**YOUR OBJECTIVE**
In the records below, some lines contain the word "Sorry". Copy each of them.

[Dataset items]
PR #2256, opened 2022-10-07
Centre for cylinder & spherical meshes

### LINKED ISSUE #2248: Cylinder meshes to allow non central location
As mentioned by @paulromano in PR #2233 the ```CylindricalMesh``` is central around a location.

We could allow for an x,y,z offset that defaults to (0,0,0).

Also tagging @RemDelaporteMathurin

RemDelaporteMathurin:
This fixes #2248 by adding a centre attribute to `CylindricalMesh` and `SphericalMesh`

**Usage**
```python
mesh = openmc.CylindricalMesh()
mesh.phi_grid = np.linspace(0, 2*np.pi, 21)
mesh.z_grid = np.linspace(-1, 1, 11)
mesh.r_grid = np.linspace(0, 1, 11)

mesh.origin = [0.1, 0.2, 0.3]
```


RemDelaporteMathurin:
@pshriwise I need to declare `centre` in mesh.cpp. However as I don't speak C++ (yet?) I don't really know how to do this. Would you mind giving this a look?

src/mesh.cpp
```diff
@@ -1223,6 +1223,9 @@ StructuredMesh::MeshIndex SphericalMesh::get_indices(
       mapped_r[2] += 2 * M_PI;
   }
 
+  // test
+  coucou = grid_[0]
```
shimwell: I knew a "coucou" or two would turn up one day with you Remi :rofl:

RemDelaporteMathurin: image

RemDelaporteMathurin:
> @pshriwise I need to declare `centre` in mesh.cpp. However as I don't speak C++ (yet?) I don't really know how to do this. Would you mind giving this a look?

I think I managed to add everything we needed for this in the end 😄

RemDelaporteMathurin:
The tests are failing.

One regression test is failing --> I think we just need to update the gold standard input file.
Some unit tests are failing in tests/unit_tests/test_deplete_activation.py although I'm not certain why: @shimwell do you confirm the default centre for cylindrical and spherical meshes is (0, 0, 0) ?

pshriwise:
> > @pshriwise I need to declare `centre` in mesh.cpp. However as I don't speak C++ (yet?) I don't really know how to do this. Would you mind giving this a look?
> 
> 
> 
> I think I managed to add everything we needed for this in the end 😄 


That's great! I'll take a look first thing on Monday -- I'm off today for a long weekend.

pshriwise (changes requested):
Hi @RemDelaporteMathurin! Thanks for taking this on. 🤩  It's been needed for a while and will be a much-used, much-appreciated upgrade.

A couple of minor comments from me here. Additionally, I'd prefer to use the term `origin` over `centre` here to be consistent with our description of a sphere surface. Would you mind updating that attribute name?

include/openmc/mesh.h
```diff
@@ -359,6 +359,8 @@ class CylindricalMesh : public StructuredMesh {
   void to_hdf5(hid_t group) const override;
 
   array<vector<double>, 3> grid_;
+  vector<double> centre_;
```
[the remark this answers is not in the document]
RemDelaporteMathurin: I made this change but it seems to break things.

openmc/mesh.py
```diff
@@ -165,7 +165,7 @@ def _grids(self):
         pass
 
     @property
-    def vertices(self):
+    def vertices(self):  # TODO needs changing
```
RemDelaporteMathurin, line 168: @pshriwise do we need to adapt this or can it remain in cylindrical/spherical coordinates?

openmc/mesh.py
```diff
@@ -178,7 +178,7 @@ def vertices(self):
         return np.stack(np.meshgrid(*self._grids, indexing='ij'), axis=-1)
 
     @property
-    def centroids(self):
+    def centroids(self):  # TODO needs changing
```
RemDelaporteMathurin, line 181: @pshriwise do we need to adapt the centroids?

openmc/mesh.py
pshriwise: We'll want to make sure we translate all of the vertices at the end using the origin if it is set. Same for `centroids.

RemDelaporteMathurin: Hm. I don't see where the conversion from cylindrical to cartesian is done for the vertices.
It doesn't seem to be exported to xml so it's unused in the C++ part am I right?

Currently, it doesn't seem that vertices (or centroids) of a CylindricalMesh are converted to cartesian (at least not in mesh.py).

pshriwise (changes requested):
A couple more comments..

openmc/mesh.py
```diff
@@ -1052,6 +1052,7 @@ def __init__(self, mesh_id=None, name=''):
         self._r_grid = None
         self._phi_grid = [0.0, 2*pi]
         self._z_grid = None
+        self._origin = [0., 0., 0.]
```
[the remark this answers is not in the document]
RemDelaporteMathurin: That's fine with me.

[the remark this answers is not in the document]
pshriwise: Yeah I suppose it's more explicit to return `(0.0, 0.0, 0.0)` than `None`. This is true.

I guess I'd still like to make sure we're skipping that translation step when it isn't needed. NumPy might be smart enough to recognize that as a no-op, but I'm not sure so some clarity on that would be good. If it isn't going to skip it then I'll suggest that we keep a check for `self.origin != (0.0, 0.0, 0.0)` in that translation block.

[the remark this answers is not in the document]
RemDelaporteMathurin: Alright I added a check before offsetting. I didn't understand it was for performance purposes.

RemDelaporteMathurin:
@pshriwise I talked with @eepeterson about the `vertices` method and it seems we are keen on leaving it as is (ie in cylindrical or spherical coordinates).

Anything else we need to do for this PR?

openmc/mesh.py
RemDelaporteMathurin: According to @eepeterson no

openmc/mesh.py
RemDelaporteMathurin: According to @eepeterson we don't need to adapt this

eepeterson:
> @pshriwise I talked with @eepeterson about the `vertices` method and it seems we are keen on leaving it as is (ie in cylindrical or spherical coordinates).
> 
I think changing the properties to getter methods if you want the ability to get back cartesian coordinates rather than the natural coordinates would be an option. I think for ease of use we might also want to change the shape of `centroids` and `vertices` so that you can unpack it in a single line more naturally like so: `xx, yy, zz = mesh.get_centroids()` with kwargs like `basis="xyz"` if you want a `CylindricalMesh` transformed to x, y, z coordinates rather than r, phi, z. You could also add a `squeeze=True` kwarg to call `np.squeeze` before returning so that the user could pass these arrays directly into `matplotlib` calls with no additional manipulation.

RemDelaporteMathurin:
> > @pshriwise I talked with @eepeterson about the `vertices` method and it seems we are keen on leaving it as is (ie in cylindrical or spherical coordinates).
> 
> I think changing the properties to getter methods if you want the ability to get back cartesian coordinates rather than the natural coordinates would be an option. I think for ease of use we might also want to change the shape of `centroids` and `vertices` so that you can unpack it in a single line more naturally like so: `xx, yy, zz = mesh.get_centroids()` with kwargs like `basis="xyz"` if you want a `CylindricalMesh` transformed to x, y, z coordinates rather than r, phi, z. You could also just squeeze the array before unpacking so you can pass the arrays into `matplotlib` calls with no additional manipulation for the common use case of a mesh with only 1 bin in one of the three dimensions.

Right, I feel like this could be another PR. I shall open an issue to track this

pshriwise:
@RemDelaporteMathurin this kind of fell off my radar.  Apologies.

Regarding the coordinate systems:

I think that returning these coordinates in the mesh/local coordinate system leads to some inconsistencies in the meaning of the `vertices` and `centroids` properties that are common to the `MeshBase` class. The values returned from `RegularMesh` and `RectilinearMesh` are absolute, not relative to any single location in the mesh whereas the values returned from the `CylindricalMesh` and `SphericalMesh` are relative to the mesh origin.

I agree that I don't think we should hold up this PR further and that we can discuss it in an issue.

I also agree on making the values easier to unpack. 💯

openmc/mesh.py
```diff
@@ -1540,6 +1576,12 @@ def write_data_to_vtk(self, filename, datasets, volume_normalization=True):
         pts_cartesian[:, 1] = r * np.sin(phi) * np.sin(theta)
         pts_cartesian[:, 2] = r * np.cos(phi)
 
+        # offset with origin
+        if self.origin != [0.0, 0.0, 0.0]:
```
pshriwise, line 1580:
```suggestion
        if any(self.origin != (0.0, 0.0, 0.0)):
```

src/mesh.cpp
```diff
@@ -1206,6 +1214,11 @@ StructuredMesh::MeshIndex SphericalMesh::get_indices(
   Position mapped_r;
 
   mapped_r[0] = r.norm();
+
+  mapped_r[0] += origin_[0];
+  mapped_r[1] += origin_[1];
+  mapped_r[2] += origin_[2];
```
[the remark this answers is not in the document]
pshriwise: There are other methods in the C++ code that are going to need this translation applied like `distance_to_grid_boundary`, etc. It's worth going through the call stack under both `StructuredMesh::bins_crossed` to make sure this adjustment is being applied in the right places.

pshriwise (changes requested):
A few more things to address here @RemDelaporteMathurin, but it's looking good! I think we'll want to add a regression test to make sure that the mesh is being translated correctly in the C++ code as well since applying the origin is going to require offsetting the incoming position in a couple of places.

src/mesh.cpp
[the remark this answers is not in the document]
RemDelaporteMathurin: > It's worth going through the call stack under both `StructuredMesh::bins_crossed` to make sure this adjustment is being applied in the right places.

Don't really know what I'm looking at in `StructuredMesh::bins_crossed` nor where the coordinates must be offset

openmc/mesh.py
```diff
@@ -1253,6 +1266,8 @@ def from_xml_element(cls, elem):
         mesh.r_grid = [float(x) for x in get_text(elem, "r_grid").split()]
         mesh.phi_grid = [float(x) for x in get_text(elem, "phi_grid").split()]
         mesh.z_grid = [float(x) for x in get_text(elem, "z_grid").split()]
+        mesh.origin = [float(x) for x in get_text(elem, "origin").split()]
```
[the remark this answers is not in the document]
pshriwise: Statepoint file major/minor versions can be found in this file:

https://github.com/openmc-dev/openmc/blob/a17fe6cc828dd6a54166aa4065eafc0deb145dad/include/openmc/constants.h#L28

openmc/mesh.py
```diff
@@ -1306,6 +1321,12 @@ def write_data_to_vtk(self, filename, datasets, volume_normalization=True):
         pts_cartesian[:, 0] = r * np.cos(phi)
         pts_cartesian[:, 1] = r * np.sin(phi)
 
+        # offset with origin
+        if self.origin != [0.0, 0.0, 0.0]:
```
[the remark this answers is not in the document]
RemDelaporteMathurin: I think this broke a few things....

openmc/mesh.py
```diff
@@ -1052,6 +1052,7 @@ def __init__(self, mesh_id=None, name=''):
         self._r_grid = None
         self._phi_grid = [0.0, 2*pi]
         self._z_grid = None
+        self._origin = (0., 0., 0.)
```
pshriwise, line 1055: Since we're passing a valid value for the origin, we can use the setter here to ensure that they type is converted to a NumPy array. This is what was causing the tests to fail.
```suggestion
        self.origin = (0., 0., 0.)
```

openmc/mesh.py
```diff
@@ -1354,6 +1378,7 @@ def __init__(self, mesh_id=None, name=''):
         self._r_grid = None
         self._theta_grid = [0, pi]
         self._phi_grid = [0, 2*pi]
+        self._origin = (0., 0., 0.)
```
pshriwise, line 1381: Similar fix to the one above using the property setter.
```suggestion
        self.origin = (0., 0., 0.)
```

RemDelaporteMathurin:
@pshriwise added some changes and better tests to ensure the feature was working.

tests/unit_tests/test_cylindrical_mesh.py
```diff
@@ -0,0 +1,98 @@
...
+
+        # we've translated half of the cylinder mesh above the model,
+        # so ensure that half of the bins are populated
+        assert np.count_nonzero(tally.mean) == tally.mean.size / 2
+
+        # check that the lower half of the mesh contains a tally result
+        # and that the upper half is zero
+        mean = tally.mean.reshape(mesh.dimension[::-1]).T
+        # assert np.count_nonzero(mean[:, :, :5]) == mean.size / 2
+        # assert np.count_nonzero(mean[:, :, 5:]) == 0
```
RemDelaporteMathurin, line 98: @pshriwise any particular reason these tests are commented out? (similar comment for test_spherical_mesh.py)

pshriwise:
> EDIT: the CI doesn't pass so need to investigate a bit

Yeah as @shimwell noted in #2366 we have an issue there to sort out.

tests/unit_tests/test_cylindrical_mesh.py
pshriwise: Oh yeah I had an indexing issue to sort out there after extending the test. I'll update that shortly.

RemDelaporteMathurin:
@pshriwise the spherical mesh test seems to fail. Don't really understand why. I'll try to have a look at it later on

RemDelaporteMathurin:
@pshriwise @eepeterson @paulromano I think this PR is now ready.

I was looking for more documentation to add but couldn't find a dedicated page on meshes.

pshriwise:
@eepeterson @paulromano if one of you wouldn't mind taking a look at this I'd appreciate it. I wrote a decent number of lines in the tests and it would be good to get one more set of eyes on it.

pshriwise:
> I was looking for more documentation to add but couldn't find a dedicated page on meshes.

Might be a good thing for us to add in the future. Thanks for including the documentation here, @RemDelaporteMathurin!

openmc/mesh.py
```diff
@@ -1049,6 +1049,8 @@ class CylindricalMesh(StructuredMesh):
         The default value is [0, 2π], i.e. the full phi range.
     z_grid : numpy.ndarray
         1-D array of mesh boundary points along the z-axis.
+    origin : tuple
```
pshriwise, line 1052: We'll want to update the XML spec as well https://github.com/openmc-dev/openmc/blob/develop/docs/source/io_formats/tallies.rst#mesh-element

RemDelaporteMathurin: Done

openmc/mesh.py
```diff
@@ -1351,6 +1378,8 @@ class SphericalMesh(StructuredMesh):
     phi_grid : numpy.ndarray
         1-D array of mesh boundary points along the phi-axis in radians.
         The default value is [0, 2π], i.e. the full phi range.
+    origin : tuple
```
eepeterson, line 1381: Same comment as above re `numpy.ndarray`

openmc/mesh.py
```diff
@@ -1315,6 +1336,12 @@ def write_data_to_vtk(self, filename, datasets, volume_normalization=True):
         pts_cartesian[:, 0] = r * np.cos(phi)
         pts_cartesian[:, 1] = r * np.sin(phi)
 
+        # offset with origin
+        if any([coord != 0 for coord in self.origin]):
+            pts_cartesian[:, 0] = pts_cartesian[:, 0] + self.origin[0]
+            pts_cartesian[:, 1] = pts_cartesian[:, 1] + self.origin[1]
```
eepeterson, line 1342: I think just add the origin coordinates in lines 1336 and 1337 instead of bothering to check

openmc/mesh.py
```diff
@@ -1549,6 +1597,12 @@ def write_data_to_vtk(self, filename, datasets, volume_normalization=True):
         pts_cartesian[:, 1] = r * np.sin(phi) * np.sin(theta)
         pts_cartesian[:, 2] = r * np.cos(phi)
 
+        # offset with origin
```
eepeterson, line 1600: same comment as above

eepeterson (changes requested):
@RemDelaporteMathurin nice work. First pass on the python side I just have a few comments. I'll take a look at the C++ stuff as soon as I can.

openmc/mesh.py
RemDelaporteMathurin: I tend to agree, but @pshriwise wanted to keep this check. Patrick was it for performance issues?

> Yeah I suppose it's more explicit to return `(0.0, 0.0, 0.0)` than `None`. This is true.
> 
> I guess I'd still like to make sure we're skipping that translation step when it isn't needed. NumPy might be smart enough to recognize that as a no-op, but I'm not sure so some clarity on that would be good. If it isn't going to skip it then I'll suggest that we keep a check for `self.origin != (0.0, 0.0, 0.0)` in that translation block.

eepeterson: I don't think this is a big deal from a performance perspective, but I'll try to track down proof. I also don't like using `!=` with floats. So, to avoid these comparisons or using `np.isclose` and specifying a tolerance I would say the clearest/cleanest approach is to just to always add them.

pshriwise: Yeah, true. Good to avoid floating point comparisons if possible. Overall, I'd probably prefer this property be set to `None` by default instead of `(0.0, 0.0, 0.0)`.

pshriwise (commented):
Just adding comments b/c GH categorized them as review comments.

openmc/mesh.py
eepeterson: > Yeah I guess I don't know enough to know if NumPy will skip this or if we'll be adding a bunch of zeros to our points. @eepeterson do you know?
> 
> I'll admit it's cleaner without this check..

I don't think NumPy will skip this. I think it will do the addition, but I don't think there will be any significant overhead if it is added to the coordinate transformation line. I think the `r*np.cos(phi)` portion is much more expensive for large arrays, but we have to do it. FWIW `pts_cartesian[:, 2] += self.origin[2]` actually seems to be ~2x faster for large arrays (testing with 1e8 x 3 array).

eepeterson: Sorry no in comparison to `pts_cartesian[:, 2] = pts_cartesian[:, 2] + self.origin[2]`

pshriwise: Oh! Yeah the in-place operator should be faster here. Nice catch

eepeterson: Also on line 1334 if you are going to end up filling the whole `pts_cartesian` array anyway you don't need to copy the cylindrical points values just use `np.empty_like(pts_cylindrical)` instead, it's much faster. Same goes for line 1594.

src/mesh.cpp
```diff
@@ -1435,6 +1447,7 @@ void SphericalMesh::to_hdf5(hid_t group) const
   write_dataset(mesh_group, "r_grid", grid_[0]);
   write_dataset(mesh_group, "theta_grid", grid_[1]);
   write_dataset(mesh_group, "phi_grid", grid_[2]);
+  write_dataset(mesh_group, "origin", origin_);
```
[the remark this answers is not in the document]
RemDelaporteMathurin: Hm I don't see where we document this in the statepoint specs (like we don't document phi_grid or r_grid, etc).
However, I did add the change to the MeshFilter specs
https://github.com/openmc-dev/openmc/blob/f961fc90c2bc5c0565be5179a6a4c789cc553729/docs/source/io_formats/tallies.rst?plain=1#L354-L355

openmc/mesh.py
```diff
@@ -1543,12 +1592,17 @@ def write_data_to_vtk(self, filename, datasets, volume_normalization=True):
...
+        pts_cartesian = np.empty_like(pts_spherical)
         r, theta, phi = pts_spherical[:, 0], pts_spherical[:, 1], pts_spherical[:, 2]
         pts_cartesian[:, 0] = r * np.sin(phi) * np.cos(theta)
         pts_cartesian[:, 1] = r * np.sin(phi) * np.sin(theta)
         pts_cartesian[:, 2] = r * np.cos(phi)
 
+        # offset with origin
+        pts_cartesian[:, 0] += self.origin[0]
+        pts_cartesian[:, 1] += self.origin[1]
+        pts_cartesian[:, 2] += self.origin[2]
```
eepeterson, line 1604:
```suggestion
        pts_cartesian[:, 0] = r * np.sin(phi) * np.cos(theta) + self.origin[0]
        pts_cartesian[:, 1] = r * np.sin(phi) * np.sin(theta) + self.origin[1]
        pts_cartesian[:, 2] = r * np.cos(phi) + self.origin[2]
```

openmc/mesh.py
```diff
@@ -1310,11 +1332,16 @@ def write_data_to_vtk(self, filename, datasets, volume_normalization=True):
...
+        pts_cartesian = np.empty_like(pts_cylindrical)
         r, phi = pts_cylindrical[:, 0], pts_cylindrical[:, 1]
         pts_cartesian[:, 0] = r * np.cos(phi)
         pts_cartesian[:, 1] = r * np.sin(phi)
 
+        # offset with origin
+        pts_cartesian[:, 0] += pts_cartesian[:, 0]
+        pts_cartesian[:, 1] += pts_cartesian[:, 1]
+        pts_cartesian[:, 2] += pts_cartesian[:, 2]
+
```
eepeterson, line 1344:
```suggestion
        pts_cartesian[:, 0] = r * np.cos(phi) + self.origin[0]
        pts_cartesian[:, 1] = r * np.sin(phi) + self.origin[1]
        pts_cartesian[:, 2] += self.origin[2]
        
```

src/mesh.cpp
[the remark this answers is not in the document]
pshriwise: Thanks! 

and you're right, the cylindrical/spherical grids aren't listed there, but they should be. Would you be up for adding them?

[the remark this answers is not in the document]
RemDelaporteMathurin: Sure, only the grids or also library, filename?

include/openmc/mesh.h
```diff
@@ -241,6 +241,7 @@ class StructuredMesh : public Mesh {
   xt::xtensor<double, 1> lower_left_;  //!< Lower-left coordinates of mesh
   xt::xtensor<double, 1> upper_right_; //!< Upper-right coordinates of mesh
   std::array<int, 3> shape_; //!< Number of mesh elements in each dimension
+  Position origin_ {0.0, 0.0, 0.0};
```
eepeterson, line 244: Do we want this here? in the docs and python API it seems like we are only allowing `origin` for `CylindricalMesh` and `SphericalMesh`, but now all the `StructuredMesh` classes will have this member. As we are trying to make our Mesh functionality more consistent across the code base it might be a good time to clean this up too.

tests/unit_tests/test_cylindrical_mesh.py
```diff
@@ -0,0 +1,105 @@
...
+    with openmc.StatePoint(sp_filename) as sp:
+        tally = sp.tallies[1]
+
+        # we've translated half of the cylinder mesh above the model,
+        # so ensure that half of the bins are populated
+        assert np.count_nonzero(tally.mean) == tally.mean.size / 2
+
+        # check that the half of the mesh that is outside of the geometry
+        # contains the zero values
+        mean = tally.mean.reshape(mesh.dimension[::-1]).T
```
eepeterson, line 97: perhaps use `get_reshaped_data` with `expand_dims` here to make it clearer what we are indexing at least in the test?

tests/unit_tests/test_spherical_mesh.py
```diff
@@ -0,0 +1,109 @@
...
+    with openmc.StatePoint(sp_filename) as sp:
+        tally = sp.tallies[1]
+
+        # we've translated half of the spherical mesh above the model,
+        # so ensure that half of the bins are populated
+        assert np.count_nonzero(tally.mean) == tally.mean.size / 2
+
+        # check that the half of the mesh that is outside of the geometry
+        # contains the zero values
+        mean = tally.mean.reshape(mesh.dimension[::-1]).T
```
eepeterson, line 101: same comment about reshaping as above.

eepeterson (changes requested):
@RemDelaporteMathurin and @pshriwise just a few more questions and comments

include/openmc/mesh.h
RemDelaporteMathurin: Should this only be in `CylindricalMesh` and `SphericalMesh` then?

tests/unit_tests/test_cylindrical_mesh.py
RemDelaporteMathurin: Sorry, is `get_reshaped_data` a method of `mesh`?

pshriwise: It's a method on the `openmc.Tally` class. @eepeterson just made some nice updates to it to expand the filter dimensions correctly for a `MeshFilter`.

https://docs.openmc.org/en/latest/pythonapi/generated/openmc.Tally.html#openmc.Tally.get_reshaped_data

include/openmc/mesh.h
pshriwise: I debated internally about this too. The problem I ran into with placing this in the `CylindricalMesh`/`SphericalMesh` classes is that the origin needs to be accounted for in the `StructuredMesh::raytrace_mesh` method. I think I have a better way to handle this now though. I'll push a commit later today.

pshriwise:
I've just attempted to handle the conflicts in `mesh.py`. I'll keep an eye on CI to make sure that was successful. 

Aside from that, I think there's one outstanding comment from @eepeterson remaining. @RemDelaporteMathurin are you up for addressing that one?

RemDelaporteMathurin:
> @RemDelaporteMathurin are you up for addressing that one?

Thanks for this Patrick, I don't have the bandwith right now but I can have a look whenever I have time

paulromano:
@RemDelaporteMathurin I just sent a PR to your fork to address the outstanding request from @eepeterson:
https://github.com/RemDelaporteMathurin/openmc/pull/7

docs/source/io_formats/statepoint.rst
```diff
@@ -78,6 +78,12 @@ The current version of the statepoint file format is 17.0.
              of mesh.
            - **width** (*double[]*) -- Width of each mesh cell in each
```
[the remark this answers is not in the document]
RemDelaporteMathurin: Thanks @paulromano for taking care of this!

RemDelaporteMathurin:
@paulromano @eepeterson @pshriwise I think all the comments have been addressed and the tests pass! 🎸

eepeterson (approved):
LGTM, thanks for the work team!

src/mesh.cpp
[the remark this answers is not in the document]
eepeterson: @pshriwise can you confirm this is no longer an issue?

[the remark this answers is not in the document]
pshriwise: Yeah it was taken care of in one of the PRs to the PR 👍🏻

pshriwise (approved):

**RESULT FOR THIS EXERCISE**
eepeterson: Sorry no in comparison to `pts_cartesian[:, 2] = pts_cartesian[:, 2] + self.origin[2]`
RemDelaporteMathurin: Sorry, is `get_reshaped_data` a method of `mesh`?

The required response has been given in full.